What You Need to Entertain During the Holidays

By Terri Sapienza
Washington Post Staff Writer
Thursday, November 20, 2008

The day and time are set, and the menu is planned. Now it's time to focus on the basics. We asked local experts for their thoughts on household essentials for holiday entertaining. If your supply is low, after-season sales are great for stocking up.

Our experts

Sue Bluford, floral designer and party organizer; Susan Gage, caterer; Aimee Dominick, event planner

Folding Chairs

Have at least six on hand, our experts say, but only if you have a place to keep them. "If you have room to store them without creating clutter, then it always pays," Bluford says. Renting is another option.

Where to shop: Ballard Designs, Ikea, Target.

All-Purpose Wineglasses

In addition to crystal glasses, Dominick stocks cases of all-purpose, dishwasher-safe stemmed glasses from Bed, Bath and Beyond. They're less expensive and provide less worry. "I don't feel badly if someone breaks one, and I can just throw them in the dishwasher at the end of the night."

You'll want at least two glasses per person, one for cocktails and one for setting the table. And don't worry about having a matched set. "Using mixed glassware is just charming," Gage says. "And breaking one isn't going to ruin your set."

Where to shop: CB2, Crate and Barrel outlet, Ikea, Pier 1 Imports.

Cocktail Napkins

The choice was unanimous: white hemstitched linen. "It's a nice, crisp, fresh look, which you can dress up with a monogram," Bluford says. "The more you use them and wash them, the better they get." (For dinner napkins, Gage suggests 20-inch square white cotton napkins that can be bleached.)

Where to shop: Bloomingdale's, Crate and Barrel, Neiman Marcus, specialty linen shops.

Place Mats And Runners

Our panel prefers these in place of full tablecloths. The look is "lighter, airier, homier and gives a good reflection," Gage says. They are a younger, less traditional look, Dominick says, "and you're not covering the table that you probably just spent a fortune on."

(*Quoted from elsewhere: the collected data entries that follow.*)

PR #504, opened 2015-05-18
Add ec2_healthcheck module

eyalroth:
This module waits for an EC2 instance to become reachable.

### DIFF
--- a/cloud/amazon/ec2_healthcheck.py
+++ b/cloud/amazon/ec2_healthcheck.py
@@ -1,0 +1,174 @@
+#!/usr/bin/python
+# This file is part of Ansible
+#
+# Ansible is free software: you can redistribute it and/or modify
+# it under the terms of the GNU General Public License as published by
+# the Free Software Foundation, either version 3 of the License, or
+# (at your option) any later version.
+#
+# Ansible is distributed in the hope that it will be useful,
+# but WITHOUT ANY WARRANTY; without even the implied warranty of
+# MERCHANTABILITY or FITNESS FOR A PARTICULAR PURPOSE.  See the
+# GNU General Public License for more details.
+#
+# You should have received a copy of the GNU General Public License
+# along with Ansible.  If not, see <http://www.gnu.org/licenses/>.
+
+DOCUMENTATION = '''
+module: ec2_healthcheck
+short_description: Waits for an ec2 instance to become reachable.
+description:
+     - Performs a health check to an ec2 instance by checking its' status
+       several times in a given interval, until the instance becomes reachable.
+       The module assumes the instance already exists.
+requirements:
+    - "boto"
+options:
+  instance_id:
+    description:
+      - The ID of the ec2 instance.
+    required: true
+  region:
+    description:
+      - The ec2 region.
+    required: true
+  interval:
+    description:
+      - The time interval (in seconds) between each health check.
+    required: true
+  repeat:
+    description:
+      - The number of times to perform an aditional health check after the
+        previous one (0 = only one check will be performed).
+    required: false
+    default: 1
+  fail_unreachable:
+    description:
+      - Determines whether to fail or not when the instance is unreachable.
+    required: false
+    default: true
+  aws_access_key:
+    description:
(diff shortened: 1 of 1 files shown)


wimnat:
What's the use case for this module?

If you started an ec2 instance with the ec2 module you can just specify wait=yes to wait until it's ready.

Or you could just use the wait_for option to wait for SSH or RDP to be available.

er-net:
Me and my team used both of these options (ec2 wait + wait_for ssh), but they proved not to be enough; meaning, the rest of our Ansible playbook had issues relating to the instance's status even after both of these steps have passed successfully.

eyalroth:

Where to shop: Crate and Barrel, department stores, specialty linen shops.


Our experts prefer to mix and match shapes and sizes to keep things interesting (round, square, tapers, pillars, votives). Bluford prefers thick candles, Gage likes filling a hurricane lamp with acorns, cranberries or kumquats and a pillar candle, and Dominick likes tapers for "the height and because they put a nice light on people's faces." And all agree: Keep them unscented.

Where to shop: CB2, Ikea, Michaels, Pier 1 Imports, Target.


Simple is better. "Get loads of one type of flower," Bluford recommends. "Don't try to mix and match and arrange. The more of one type, the greater the impact." But you don't always have to use flowers, Gage says, especially during the holidays. "You can fill a pedestal bowl with pomegranates, apples, pears, cranberries or nuts in their shells, and all of that stuff lasts a really long time." Another option: Dress your table with pine cones, stones or leaves.

Where to shop: Costco, nurseries, grocery stores, your back yard.

Cake Plates And Plate Stands

"Everyone should have one really fabulous cake plate," Bluford says. They provide height on a table and make room for more food. Gage loves three-tiered plate stands. "You can put desserts on them, cupcakes, charcuterie. There's no end to what you can do. And you can change the plates for a different look, from elegant to country."

Where to shop: Crate and Barrel, Williams-Sonoma, flea markets.


Stock up on platters after the season when they typically go on sale, Dominick says. "An interesting serving piece can make even a frozen dessert look really special." Gage recommends having at least one platter to serve cheese on. "There are so many great cheeses around, and it's not something that requires a lot of work."

Where to shop: Department and chain store clearance sales, flea markets.

Bar Basics

A glass water pitcher is a nice basic for serving anything from water to premixed cocktails, Bluford says. Also a good idea: "a large container that you can use to make a self-service bar out of," Dominick says. This can be a monogrammed silver tub or a galvanized metal bucket. Lastly, she says, always have a few bottles of red and white wine around, as well as chilled champagne. "You never know when there's going to be something to celebrate."

Where to shop: Target, Williams-Sonoma, flea markets.